GIVEN RECORDS START
PR #1320, opened 2025-04-15
Enhance Attribute and Property Handling for Parts

valzargaming:
This is merely meant as a proof of concept at this time.

#### Summary
This PR introduces enhancements to the `PartTrait` class by adding new methods to improve attribute and property handling. These changes aim to provide better flexibility and maintainability when working with part attributes and properties.

#### Changes Introduced
1. **New Methods Added:**
   - `checkForGetMethod`: Checks if a `get` method exists for a given key.
   - `checkForSetMethod`: Checks if a `set` method exists for a given key.
   - `getProperty`: Retrieves a property using a `get` method if it exists.
   - `setAttributeOrProperty`: Sets an attribute or a property, supporting mutators and methods.

2. **Enhancements to Magic Methods:**
   - Updated `__get` to use `getProperty` as a fallback if the attribute does not exist.
   - Updated `__set` to utilize `setAttributeOrProperty` for setting values.

3. **Improved Code Maintainability:**
   - Consolidated logic for handling attributes and properties in a consistent and reusable manner.

#### Example Usage
```php
$part->discord; // Will attempt to use getDiscord() if it exists
$part->color = (0xE1452D); // Will attempt to use setColor() if it exists
```

### DIFF
--- a/src/Discord/Parts/PartTrait.php
+++ b/src/Discord/Parts/PartTrait.php
@@ -114,6 +114,24 @@ trait PartTrait
     }
 
     /**
+     * Checks if a 'get' method exists for the given key.
+     *
+     * @param string $key The property name to check.
+     *
+     * @return string|false Either a string if it is a method or false.
+     */
+    private function checkForGetMethod(string $key): string|false
+    {
+        $str = 'get'.self::studly($key);
+
+        if (method_exists($this, $str)) {
+            return $str;
+        }
+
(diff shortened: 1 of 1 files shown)


valzargaming:
I should probably mention that these are a backwards compatible way using magic methods. Property hooks are the way forward, but we can't utilize them in the current minimum PHP version.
GIVEN RECORDS END
ABOUT THIS TASK
Please quote exactly the lines from the one containing "(diff shortened: 1 of 1 files shown)" through the last line of the records above, both included, and nothing else.

ANSWER TO THIS TASK
(diff shortened: 1 of 1 files shown)


valzargaming:
I should probably mention that these are a backwards compatible way using magic methods. Property hooks are the way forward, but we can't utilize them in the current minimum PHP version.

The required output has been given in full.